The β-catenin pathway contributes to cancer progression by regulating the proliferation, invasion, and metastasis of cancer cells (47–50). Our results revealed that the increased expression of β-catenin in sh-Ctrl CM group was abrogated in the sh-YAP CM group. In addition, the expression of β-catenin downstream genes CD44 and cyclin D1 was also decreased in sh-YAP CM group compared to sh-Ctrl CM group. These findings suggest that YAP signaling modulates GC-MSC-mediated activation of β-catenin in gastric cancer cells. We have recently reported that YAP critically regulates the activity of β-catenin (51). YAP knockdown may affect the components of CM from GC-MSCs, which thus abrogates the activation of β-catenin signaling in tumor cells. However, the exact factors responsible for this role need to be identified in future studies.
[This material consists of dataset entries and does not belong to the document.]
PR #225, opened 2018-08-07
Refactoring logic to create privacy requests

Hackwar:
Pull Request for Issue #158.

### Summary of Changes
When creating a request, you were able to give a user and a mail address that were not connected/related/whatever. This PR forces that either no user is assigned to a request or the user has to have the same email address as the given email address. Or no email address in the frontend is given, then the logged in user is used.

Please check the language strings. I'm not really happy about them, but maybe someone can come up with something better? @brianteeman


administrator/language/en-GB/en-GB.com_privacy.ini
```diff
@@ -63,13 +63,16 @@ COM_PRIVACY_ERROR_CANNOT_REMOVE_DATA="The data for this request cannot be remove
 COM_PRIVACY_ERROR_CANNOT_REMOVE_UNCONFIRMED_REQUEST="The data for an unconfirmed request cannot be removed."
 COM_PRIVACY_ERROR_COMPLETE_TRANSITION_NOT_PERMITTED="This record cannot be updated to \"Completed\" status."
 COM_PRIVACY_ERROR_EXPORT_EMAIL_FAILED="Export failed with the following error: %s"
+COM_PRIVACY_ERROR_GIVEN_USER_IS_INVALID="The given user does not exist!"
```
brianteeman: provided not given

administrator/language/en-GB/en-GB.com_privacy.ini
```diff
@@ -63,13 +63,16 @@ COM_PRIVACY_ERROR_CANNOT_REMOVE_DATA="The data for this request cannot be remove
...
 COM_PRIVACY_ERROR_INVALID_TRANSITION_NOT_PERMITTED="This record cannot be updated to \"Invalid\" status."
+COM_PRIVACY_ERROR_NO_USER_OR_EMAIL_GIVEN="You have to provide either an email-address or a user."
 COM_PRIVACY_ERROR_REMOVE_DATA_FAILED="Removal failed with the following error: %s"
 COM_PRIVACY_ERROR_REQUEST_ID_REQUIRED_FOR_EXPORT="A request ID is required to export data."
 COM_PRIVACY_ERROR_REQUEST_ID_REQUIRED_FOR_REMOVE="A request ID is required to remove data."
 COM_PRIVACY_ERROR_REQUEST_TYPE_NOT_EXPORT="Only export requests may be exported."
 COM_PRIVACY_ERROR_REQUEST_TYPE_NOT_REMOVE="Only removal requests may have their data removed."
 COM_PRIVACY_ERROR_UNKNOWN_REQUEST_TYPE="Unknown information request type."
+COM_PRIVACY_ERROR_USER_EMAIL DOES_NOT_EQUAL_GIVEN_EMAIL="The email-address does not belong to the account of the given user."
```
brianteeman: provided not given

administrator/language/en-GB/en-GB.com_privacy.ini
```diff
@@ -63,13 +63,16 @@ COM_PRIVACY_ERROR_CANNOT_REMOVE_DATA="The data for this request cannot be remove
 COM_PRIVACY_ERROR_CANNOT_REMOVE_UNCONFIRMED_REQUEST="The data for an unconfirmed request cannot be removed."
 COM_PRIVACY_ERROR_COMPLETE_TRANSITION_NOT_PERMITTED="This record cannot be updated to \"Completed\" status."
 COM_PRIVACY_ERROR_EXPORT_EMAIL_FAILED="Export failed with the following error: %s"
+COM_PRIVACY_ERROR_GIVEN_USER_IS_INVALID="The given user does not exist!"
 COM_PRIVACY_ERROR_INVALID_TRANSITION_NOT_PERMITTED="This record cannot be updated to \"Invalid\" status."
+COM_PRIVACY_ERROR_NO_USER_OR_EMAIL_GIVEN="You have to provide either an email-address or a user."
```
brianteeman: email address

administrator/language/en-GB/en-GB.com_privacy.ini
brianteeman: email address

brianteeman: missing _ in the constant

TobsBobs: and email address :)

Hackwar:
Thank you @brianteeman!

administrator/components/com_privacy/models/request.php
```diff
@@ -389,6 +389,37 @@ public function validate($form, $data, $group = null)
...
+			if (!$user->id)
+			{
+				$this->setError(JText::_('COM_PRIVACY_ERROR_GIVEN_USER_IS_INVALID'));
+
+				return false;
+			}
+
+			if ($validatedData['email'] && $user->email != $validatedData['email'])
+			{
+				$this->setError(JText::_('COM_PRIVACY_ERROR_USER_EMAIL DOES_NOT_EQUAL_GIVEN_EMAIL'));
```
mbabker: Missing `_` in the constant here.

administrator/components/com_privacy/models/request.php
```diff
@@ -389,6 +389,37 @@ public function validate($form, $data, $group = null)
...
+			$user = JFactory::getUser($validatedData['user_id']);
+
+			if (!$user->id)
+			{
+				$this->setError(JText::_('COM_PRIVACY_ERROR_GIVEN_USER_IS_INVALID'));
+
+				return false;
+			}
+
+			if ($validatedData['email'] && $user->email != $validatedData['email'])
```
mbabker: Pedantic nitpicking here but most of the stuff I did in this component uses strict comparisons (`!==` or `===`), please follow suit.

components/com_privacy/models/request.php
```diff
@@ -62,9 +62,26 @@ public function createRequest($data)
...
 		$user = JFactory::getUser();
 
-		if (!$user->guest)
+		if ($user->guest && !$data['email'])
+		{
+			$this->setError(JText::_('COM_PRIVACY_ERROR_NO_MAIL_OR_USER_GIVEN'));
+
+			return false;
+		}
+		else
```
mbabker: Since you're returning in the above if you don't need the else here.

Hackwar:
I did the required changes. Hopefully everything is fine now. :smile:

alikon:
suppose i log-in 
create an export request, giving a different e-mail address
confirm the export request
now the request is in a confirmed status but  with Associated User:N/A 

now from backend  work that request (click on export data)
you got something like
```xml
<?xml version="1.0"?>
<data-export>
  <domain name="user contact" description="Joomla! user contact data"/>
</data-export>
```
that seems pointless to me

shouldn't the request be associated (always) to the logged-in  user  instead of N/A ?

Hackwar:
Why should I be able to file a request where the user and the provided mail address are different from each other? I could come up with a dozen ways to exploit that then.

Either provide the correct mail address or leave it empty, to associate the request with the current user.

brianteeman:
Always go for the simple option

Hackwar:
I didn't even know that the form is not available for guests... I guess I wont be the only one with that issue...

I don't know which way to go, but we can't leave it like it is right now. I hope we can agree on that. This PR currently has the most permissive implementation of all possibilities that we discussed here, so my personal preference would be to go with this PR and refine this in 3.9.1, mostly because GDPR took effect in May and we now have August. If that is not acceptable, then please tell me which solution I should implement. Unless I'm mistaken, we have the following possibilities:

* Only logged-in users can create requests and thus we don't need to collect the mail-address at all. Simply click a button to create a request in the frontend and in the backend only select a user. The whole mail-address thingy is removed/commented out.
* Everybody can create a request, both for users and for mail-addresses as identifier. Logged-in users only get to see a button, anonymous users get a form for a mail-address. (Mostly this PR)
* Mail-addresses are checked against our logged in users and the association to a user is created automatically.

What should I do?

mbabker:
So to be clear, the current implementation isn't open to exploitation in any way.  The current request form (only accessible after login) basically says "I am user X and request all data related to my account to be exported or removed and I would like notifications of this action (or the data export if that is the request type) to go to this email address which I will use to also confirm access to the account and the validity of this request".  It does not open the door to Hannes logging onto a site, putting my email address in there, and getting my data.  If that is how anyone has interpreted this then it is dead wrong.

To be quite honest, if we're going to change anything we should just drop the relations from privacy requests to user accounts.  Everyone puts in an email, and whatever is directly related to that email is what is returned.  Then there's no way anyone can spin this around to say "oh but if I'm logged in my account and I put my BFF's email in there then there's a security loophole in this system and OMGWTFBBQ you all suck!".

mbabker:
Superseded by https://github.com/joomla-projects/privacy-framework/pull/233

PhilETaylor:
How to exploit this to cause issues:

1: create new joomla user,
2: login
3: get token
4: post unlimited repeatedly a request to com_privacy with different email addresses
5) crash server with DDoS/HardDisk full.

There is no flood protection.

In conclusion, we demonstrated that YAP knockdown in GC-MSCs not only inhibits their proliferation, migration and invasion, but also suppresses their promoting roles in the proliferation, migration, invasion and pro-angiogenesis of gastric cancer cells in vitro and in vivo. Disturbing the expression of YAP in GC-MSCs inhibits its derived CM-induced activation of β-catenin in gastric cancer cells. In conclusion, YAP expression in GC-MSCs plays an important role in promoting gastric cancer progression, which may provide a novel avenue for gastric cancer therapy.